Metabolic Regulation of Natural Killer Cell IFN-γ Production

Abstract

Metabolism is critical for a host of cellular functions and provides a source of intracellular energy. It has been recognized recently that metabolism also regulates differentiation and effector functions of immune cells. Although initial work in this field has focused largely on T lymphocytes, recent studies have demonstrated metabolic control of innate immune cells, including natural killer (NK) cells. Here, we review what is known regarding the metabolic requirements for NK cell activation, focusing on NK cell production of interferon-gamma (IFN-γ). NK cells are innate immune lymphocytes that are poised for rapid activation during the early immune response. Although their basal metabolic rates do not change with short-term activation, they exhibit specific metabolic requirements for activation depending upon the stimulus received. These metabolic requirements for NK cell activation are altered by culturing NK cells with interleukin-15, which increases NK cell metabolic rates at baseline and shifts them toward aerobic glycolysis. We discuss the metabolic pathways important for NK cell production of IFN-γ protein and potential mechanisms whereby metabolism regulates NK cell function.

FIG. 1

Signaling pathways leading to IFN-γ transcription in NK cells. NK cells up-regulate the transcription of Ifng in response to several signaling pathways, most of which converge on the TFs STAT4 and NF-κB to cause acute transcription. In NK cells, the Ifng locus is bound by constitutively active T-bet and Eomes. Shown here are the primary signaling pathways downstream of cytokines and receptors leading to IFN-γ transcription. IL-12-induced STAT4 is essential for optimal cytokine co-stimulation of IFN-γ. IL-2 and IL-15 share common signaling receptors and downstream Janus kinase (JAK)/STAT, PI3K, and MAPK signaling. There is evidence that NF-κB and STAT4 can also be activated downstream of IL-2 in NK cells, although this signaling is poorly described (lightened).

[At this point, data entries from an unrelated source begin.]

PR #750, opened 2026-03-20
feat/audit logs

deanredfern26:
[SCB-422](https://vanti.youtrack.cloud/issue/SCB-422) Audit logging for write operations
                                                                                                                                                                                                                                                                                                    
Adds an audit log that records every mutating gRPC and HTTP request processed by a controller — capturing who made the request, what they did, and whether it was allowed or denied. Audit entries are written to a rotating JSON file and exposed via the existing Log trait.                                                                                                                                                                                                                                                        
 
For each write operation (any gRPC method not prefixed with Get, Pull, Describe, or List; any HTTP method other than GET/HEAD/OPTIONS):                                                                                                                                                           
                  
  - Outcome: allowed or denied                                                                                                                                                                                                                                                                      
  - gRPC service and method name (or HTTP path and method)
  - Peer address                                                                                                                                                                                                                                                                                    
  - Token subject and display name (from Keycloak preferred_username or file account name)                                                                                                                                                                                                          
  - Whether a client certificate was presented and its subject
  
  Configuration                                                                                                                                                                                                                                                                                     
                  
  Audit logging is opt-in via the new auditLog key in system.conf.json:                                                                                                                                                                                                                             
   
  "auditLog": {                                                                                                                                                                                                                                                                                     
    "filename": ".data/my-controller/audit.log",
    "maxSizeMB": 50,                                                                                                                                                                                                                                                                                
    "maxAgeDays": 90,
    "maxBackups": 10,                                                                                                                                                                                                                                                                               
    "compress": true                                                                                                                                                                                                                                                                                
  }
                                                                                                                                                                                                                                                                                                    
  When auditLog is present, the controller announces an audit-log device (e.g. my-controller/audit-log) with the Log trait, making audit log metadata and signed download URLs available via the standard Log API.


pkg/system/log/service.go
```diff
@@ -118,6 +119,137 @@ func (s *System) applyConfig(ctx context.Context, cfg config.Root) error {
 	return nil
 }
 
+// --------------------------------------------------------------------------
+// Audit file logger construction
+// --------------------------------------------------------------------------
+
+// AuditSetup holds an initialised audit log subsystem for use by Bootstrap.
+// Create it with NewAuditSetup; always call Close on shutdown.
+type AuditSetup struct {
```
hexaglow: Although they are both log related, `AuditSetup` isn't part of the log *system*, so I'm not sure it belongs in this package. Bear in mind this is in a public package.

pkg/auth/policy/interceptor.go
```diff
@@ -185,6 +190,17 @@ func (i *Interceptor) checkPolicyGrpc(ctx context.Context, creds *verifiedCreds,
 			zap.Strings("queries", queries),
 		)
 	}
+	// Only audit once per RPC, not for every message on an open client/bidirectional stream.
+	if isWriteMethod(method) && !stream.Open {
+		outcome := "allowed"
+		if err != nil {
+			outcome = "denied"
+		}
+		i.writeAuditEntry(outcome, creds, addr,
```
hexaglow, line 233: This is called synchronously before the actual gRPC handler runs, and because it uses a file-based logger, that involves a file write syscall for every RPC call we log. Looks like it will slow down RPC handling. Could we log asynchronously via a buffered channel instead?

pkg/system/log/service.go
```diff
@@ -118,6 +119,137 @@ func (s *System) applyConfig(ctx context.Context, cfg config.Root) error {
...
+	// Logger writes structured JSON audit entries to a rotating file.
+	// Nil when no filename was configured.
+	Logger *zap.Logger
+	// Model holds the in-memory ring buffer of audit entries. Always non-nil.
+	Model *logpb.Model
+
```
hexaglow: Every user of AuditSetup is supposed to write exactly the same messages to the Logger and to the Model, otherwise they end up inconsistent. This isn't documented, and is a fragile invariant. 

A different design which made sure that the same logs always went to both would be preferable.

pkg/app/controller.go
```diff
@@ -454,6 +502,17 @@ func Bootstrap(ctx context.Context, config sysconf.Config) (*Controller, error)
...
 	c.Defer(closeHealthStore)
+	if cloudDataRoot != nil {
+		c.Defer(cloudDataRoot.Close)
+	}
+	if auditSetup != nil {
+		c.Defer(func() error {
+			if auditSetup.Logger != nil {
+				_ = auditSetup.Logger.Sync()
+			}
+			return auditSetup.Close()
```
hexaglow: This should happen inside AuditSetup.Close

pkg/system/log/service.go
```diff
@@ -118,6 +119,137 @@ func (s *System) applyConfig(ctx context.Context, cfg config.Root) error {
...
+	a.Logger = logger
+	a.closer = closer
+	a.downloadKey = newHMACKey()
+	a.filename = filename
+	return a, nil
+}
+
+// RegisterHTTP installs the audit-log file download handler on mux at dlPath.
+// Does nothing when the AuditSetup has no file backing.
+func (a *AuditSetup) RegisterHTTP(mux *http.ServeMux, dlPath string) {
```
hexaglow: The dependency on `http.ServeMux` is unnecessary I feel, as AuditSetup doesn't actually care about what path it runs from. Could do

```go
func (a *AuditSetup) HTTPHandler() http.Handler { ... }
```

instead and let the caller worry about how routing works. 

I know that `devices.Server` uses this pattern, but most of the mux registrations in `app/controller.go` do not.

pkg/app/controller.go
```diff
@@ -310,11 +313,34 @@ func Bootstrap(ctx context.Context, config sysconf.Config) (*Controller, error)
...
+		}
+	}
+	if pol != nil || auditSetup != nil {
+		if pol == nil {
+			// No access policy — inject allow-all so the interceptor runs for audit logging only.
+			logger.Warn("no access policy configured; running interceptor for audit logging only (all requests allowed)")
+			pol = policy.Func(func(_ context.Context, _ string, _ policy.Attributes) (rego.ResultSet, error) {
+				return rego.ResultSet{{Expressions: []*rego.ExpressionValue{{Value: true, Text: "allow"}}}}, nil
+			})
+		}
```
hexaglow: This could be added to the `policy` package as e.g. `AllowAll`

hexaglow (changes requested):
Couple of design elements stand out to me as not ideal:

1. Logs happen synchronously with RPC processing, so the RPC handler can't start until the OS has handled the log write, slowing down RPC processing

2. The same data is stored in the in-memory buffer, and on disk, and it's actually the caller who's responsible for making sure they are the same. Suggested alteratives: (a) store only on disk and read back in when required; or (b) encapsulate this so that they will always be in sync

`app.Bootstrap` has expanded yet again, it's becoming unwieldy. Not something that necessarily needs addressing in this PR but I think we should refactor this.

deanredfern26:
changes implemented and a ticket made to refactor `app.Bootstrap` [SCB-1355](https://vanti.youtrack.cloud/issue/SCB-1355)

pkg/auth/policy/interceptor.go
```diff
@@ -334,62 +364,75 @@ type auditField struct {
...
-			zap.String("peer", addr),
-			zap.String("subject", subject),
-			zap.String("name", name),
-			zap.Bool("cert", creds.certValid),
-			zap.String("certSubject", certSubjectStr),
-			zap.Bool("token", hasToken),
-		)
-		i.auditLogger.Info("write", fields...)
 	}
+	// Non-blocking send; drop if worker can't keep up rather than slowing RPCs.
```
hexaglow: I think a blocking send would be preferable here, so we don't lose data. In very high load scenarios, this would indeed block. But an audit system is significantly less useful if there might be gaps in the data. The buffering means that in the vast majority of calls there is no blocking. So I think a blocking send into a large buffer is the sweet spot.

In fact, it wouldn't actually be slower because `i.logger.Warn` writes to the console which would take the same time or longer than waiting for a free slot in the channel.

You could consider plumbing the request context through to here, so that if the request is cancelled we can give up the send without blocking. But that would be a very rare scenario so it's not really necessary.

hexaglow (changes requested):
New structure is better 👍 

Does `pkg/app/audit` need to be used by projects dependent on sc-bos? As far as I can tell, only sc-bos needs it. Therefore it should be an internal package e.g. `internal/audit` or `pkg/app/internal/audit`. Avoid increasing the API surface area unnecessarily.

hexaglow (approved):

PR #795, opened 2026-04-09
scfix: remove fixers used for completed migrations

hexaglow:
The `cmd/tools/scfix` tool had a couple of single-purpose fixers that only refactored files inside this repo. That refactoring work has been completed, so the fixers are now redundant. Remove them.


hexaglow:
@mattnathan bump

mattnathan (approved):

PR #798, opened 2026-04-13
Fix flaky Go tests causing spurious CI failures

hexaglow:
There's 2 tests that sometimes fail, causing spurious Go Test fails in Github Actions and locally:
- In `auto/history` - `Test_automation_applyConfig` occasionally failed with an incorrect number of detected changes. Make this deterministic.
- In `internal/router` - `TestStreamHandler/downstream` - fix tests failing with a timeout on some platforms. This was due to accidentally invoking gRPC's name resolution when we're using a fake in-memory dialler.

### DIFF
--- a/internal/router/stream_test.go
+++ b/internal/router/stream_test.go
@@ -282,7 +282,7 @@ func nodeServer(name string) *grpc.Server {
 }
 
 func bufConn(buf *bufconn.Listener) (*grpc.ClientConn, error) {
-	return grpc.NewClient("localhost:0",
+	return grpc.NewClient("passthrough://localhost:0",
 		grpc.WithContextDialer(func(context.Context, string) (net.Conn, error) {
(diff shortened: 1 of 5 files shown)


dloveen-v (approved):

deanredfern26:
I redid the action and there is another failing test, can you have a look at this as well please?
```

--- FAIL: TestApi_PullServices (0.01s)
    api_test.go:69: Receive: Unexpected error context deadline exceeded
FAIL
FAIL	github.com/smart-core-os/sc-bos/pkg/task/serviceapi	0.036s

```

hexaglow:
@deanredfern26 I couldn't reproduce the problem locally, but looking at the test, it's another one with a context timeout that could fail if the runner is slow or pauses for a couple of seconds. I've converted it to use `synctest`.

PR #799, opened 2026-04-13
Enable UI linting in CI

hexaglow:
Automatically lint UI packages when modified. I've combined this with the dependency checking job.

Remove keycloak-login-prototype - it's an old expermient that's no longer relevant.


.github/workflows/ui-lint.yml
```diff
@@ -0,0 +1,53 @@
...
+      - name: Install dependencies
+        run: yarn --frozen-lockfile
+        working-directory: ui
+
+      - name: Run lint
+        working-directory: ui
+        run: |
+          for dir in $(jq -r '.workspaces[]' package.json); do
+            echo "Linting $dir..."
+            yarn --cwd "$dir" lint:nofix
```
dloveen-v, line 50: Does this need forwarding and parsing for errors?

hexaglow: I'm not sure what you mean? 
If the lint fails, the action run fails.

dloveen-v (approved):

PR #806, opened 2026-04-16
feat/space-ui-updates

deanredfern26:
Adds some updates to the Space UI:
- Update colour scheme and logo to match latest style guidelines
- Add a 'combined' mode, to support switching a panel between single room and joined mode
- Add 'admin' mode, to allow control of any zone without being 'locked' into one room
- Add zone filter to filter out selectable zones based on account 'zones'
- Add zone name under date time
- Update the README to instruct what the new modes do and general info on the Space UI

image


ui/space/README.md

Activation receptors can trigger IFN-γ production independently of cytokine signaling and associate with ITAM-containing adapters, leading to multiple downstream signaling cascades including PI3K, MAPK, and PLC-γ, which cause cytokine production and cytotoxicity. Red indicates ligand; blue, receptor; green, kinase; purple, transcription factor; and teal, second messenger.

FIG. 2

Major metabolic pathways and programs in immune cells. Left: Naive immune cells use glucose to fuel glycolysis, producing ATP and pyruvate. Pyruvate is converted into acetyl-CoA, enters into the mitochondria, and is processed by the TCA cycle into high-energy electrons. Carriers bring these electrons to the electron transport chain for OXPHOS, which requires oxygen to synthesize large amounts of ATP. Center: In activated effector T cells, DCs, and M1 macrophages, glycolysis is highly up-regulated, leading to the production of lactate. Metabolites are shunted toward nucleotide synthesis in T cells, ROS/nitric oxide in macrophages, and fatty acid synthesis in DCs. Depleted TCA intermediates can be replaced by glutamine. OXPHOS functions at a low level in activated effector cells. Right: Alternatively activated M2 macrophages, Tregs, and memory T cells down-regulate glycolysis, instead oxidizing lipids to fuel the TCA cycle. Increased mitochondrial mass leads to greater respiratory capacity and increased OXPHOS.

FIG. 3

Increased rates of metabolism with prolonged IL-15 exposure, but not short-term activation. Short-term activation (6 hours) by NKRs or cytokines does not change the rates of glycolysis or OXPHOS despite the production of IFN-γ and degranulation. Culture with IL-15 for 3+ days increases both glycolysis and OXPHOS, with a greater enhancement of glycolysis but, by itself, does not lead to significant IFN-γ production. These IL-15-“primed” NK cells also have different metabolic requirements for IFN-γ production compared with naive NK cells.

FIG. 4

Naive NK cells require OXPHOS for receptor-stimulated IFN-γ production, but activation with IL-15 eliminates this requirement. Fresh murine splenic NK cells (top and middle) or IL-15-activated “primed” NK cells (bottom, 72-hour stimulation with 100 ng/mL IL-15) were activated with IL-12/18 (top) or plate-bound anti-NK1.1 (center and bottom) in the presence or absence of the OXPHOS inhibitor oligomycin (100 nM). NK cell production of IFN-γ protein was measured after 6 hours.